Stored data entries
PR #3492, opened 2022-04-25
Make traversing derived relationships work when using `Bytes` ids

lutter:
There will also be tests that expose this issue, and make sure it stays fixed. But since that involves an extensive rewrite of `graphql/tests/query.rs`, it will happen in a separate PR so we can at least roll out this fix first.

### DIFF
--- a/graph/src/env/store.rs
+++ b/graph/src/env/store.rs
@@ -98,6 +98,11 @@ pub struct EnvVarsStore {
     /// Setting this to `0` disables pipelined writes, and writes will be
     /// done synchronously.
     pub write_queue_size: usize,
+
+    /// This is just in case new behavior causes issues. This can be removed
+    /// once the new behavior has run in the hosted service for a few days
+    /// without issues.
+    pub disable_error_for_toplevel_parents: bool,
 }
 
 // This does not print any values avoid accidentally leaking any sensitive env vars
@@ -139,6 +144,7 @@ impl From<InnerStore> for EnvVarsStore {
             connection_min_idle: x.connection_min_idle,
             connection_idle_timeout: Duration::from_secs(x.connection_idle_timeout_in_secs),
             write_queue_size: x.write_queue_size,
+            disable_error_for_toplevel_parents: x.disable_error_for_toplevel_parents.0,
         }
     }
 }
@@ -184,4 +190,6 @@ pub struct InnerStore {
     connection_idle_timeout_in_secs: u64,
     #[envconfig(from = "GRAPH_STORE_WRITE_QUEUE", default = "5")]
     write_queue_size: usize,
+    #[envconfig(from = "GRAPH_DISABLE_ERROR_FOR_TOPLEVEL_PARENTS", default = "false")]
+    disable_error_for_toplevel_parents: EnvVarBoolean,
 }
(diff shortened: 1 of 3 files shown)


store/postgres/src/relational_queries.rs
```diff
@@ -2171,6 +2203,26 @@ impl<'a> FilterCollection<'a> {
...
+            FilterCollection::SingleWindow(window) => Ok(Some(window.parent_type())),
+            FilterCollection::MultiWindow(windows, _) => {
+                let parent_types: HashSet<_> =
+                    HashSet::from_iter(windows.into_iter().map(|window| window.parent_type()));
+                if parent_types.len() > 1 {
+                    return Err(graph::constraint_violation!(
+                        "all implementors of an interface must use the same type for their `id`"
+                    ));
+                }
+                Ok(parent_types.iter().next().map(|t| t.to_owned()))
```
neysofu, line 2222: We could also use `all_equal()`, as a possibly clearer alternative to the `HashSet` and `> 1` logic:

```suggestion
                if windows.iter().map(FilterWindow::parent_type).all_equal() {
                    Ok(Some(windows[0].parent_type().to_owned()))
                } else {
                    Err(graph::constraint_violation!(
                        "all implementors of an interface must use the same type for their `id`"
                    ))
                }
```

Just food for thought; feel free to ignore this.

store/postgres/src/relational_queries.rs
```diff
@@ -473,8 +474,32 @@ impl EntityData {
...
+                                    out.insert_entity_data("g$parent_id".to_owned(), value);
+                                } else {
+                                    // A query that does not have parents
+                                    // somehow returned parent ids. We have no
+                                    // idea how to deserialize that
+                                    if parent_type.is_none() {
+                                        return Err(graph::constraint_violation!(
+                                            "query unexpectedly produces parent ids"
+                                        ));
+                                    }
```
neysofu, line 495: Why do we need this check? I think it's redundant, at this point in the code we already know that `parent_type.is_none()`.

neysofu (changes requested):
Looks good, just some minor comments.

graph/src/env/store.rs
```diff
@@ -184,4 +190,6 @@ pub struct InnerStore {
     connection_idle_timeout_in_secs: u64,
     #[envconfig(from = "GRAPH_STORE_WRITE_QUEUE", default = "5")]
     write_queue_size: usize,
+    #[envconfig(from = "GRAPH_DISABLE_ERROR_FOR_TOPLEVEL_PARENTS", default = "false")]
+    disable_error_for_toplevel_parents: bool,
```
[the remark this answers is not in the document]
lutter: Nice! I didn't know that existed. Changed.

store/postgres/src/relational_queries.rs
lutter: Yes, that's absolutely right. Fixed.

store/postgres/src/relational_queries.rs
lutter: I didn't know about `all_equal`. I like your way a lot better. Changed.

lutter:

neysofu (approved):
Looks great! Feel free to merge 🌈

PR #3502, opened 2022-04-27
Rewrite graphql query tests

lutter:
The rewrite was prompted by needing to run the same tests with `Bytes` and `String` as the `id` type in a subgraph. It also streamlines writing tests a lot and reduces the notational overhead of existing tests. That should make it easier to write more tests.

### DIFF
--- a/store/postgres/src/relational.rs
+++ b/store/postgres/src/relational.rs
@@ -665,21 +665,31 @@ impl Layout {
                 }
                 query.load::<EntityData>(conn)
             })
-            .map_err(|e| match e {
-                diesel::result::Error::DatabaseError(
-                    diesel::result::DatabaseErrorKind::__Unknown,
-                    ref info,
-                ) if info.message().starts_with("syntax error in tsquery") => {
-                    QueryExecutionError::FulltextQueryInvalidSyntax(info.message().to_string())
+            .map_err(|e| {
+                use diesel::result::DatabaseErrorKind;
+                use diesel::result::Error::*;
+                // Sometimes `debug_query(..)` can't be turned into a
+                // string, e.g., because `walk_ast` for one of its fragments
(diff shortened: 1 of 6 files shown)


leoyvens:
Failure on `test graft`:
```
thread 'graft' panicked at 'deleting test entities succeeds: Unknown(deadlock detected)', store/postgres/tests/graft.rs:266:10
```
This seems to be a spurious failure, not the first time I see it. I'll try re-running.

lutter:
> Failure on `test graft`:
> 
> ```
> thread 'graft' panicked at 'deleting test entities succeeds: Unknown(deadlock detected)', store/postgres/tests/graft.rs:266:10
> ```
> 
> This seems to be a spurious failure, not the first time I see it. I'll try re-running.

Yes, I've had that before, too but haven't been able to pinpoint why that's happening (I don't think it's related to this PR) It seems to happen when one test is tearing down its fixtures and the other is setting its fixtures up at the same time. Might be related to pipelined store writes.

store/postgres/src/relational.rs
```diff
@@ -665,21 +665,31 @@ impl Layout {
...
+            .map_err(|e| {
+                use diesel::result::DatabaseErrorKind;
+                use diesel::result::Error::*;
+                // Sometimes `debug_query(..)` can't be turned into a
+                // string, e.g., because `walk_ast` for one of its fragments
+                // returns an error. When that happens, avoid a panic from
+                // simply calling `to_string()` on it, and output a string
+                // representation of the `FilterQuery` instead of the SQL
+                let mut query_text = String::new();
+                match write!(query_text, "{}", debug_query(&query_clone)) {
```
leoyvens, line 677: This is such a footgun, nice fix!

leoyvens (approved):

ACTIVITY: If a line in the data holds the string "match", copy that line.

COMPLETED TASK:
-            .map_err(|e| match e {
+                match write!(query_text, "{}", debug_query(&query_clone)) {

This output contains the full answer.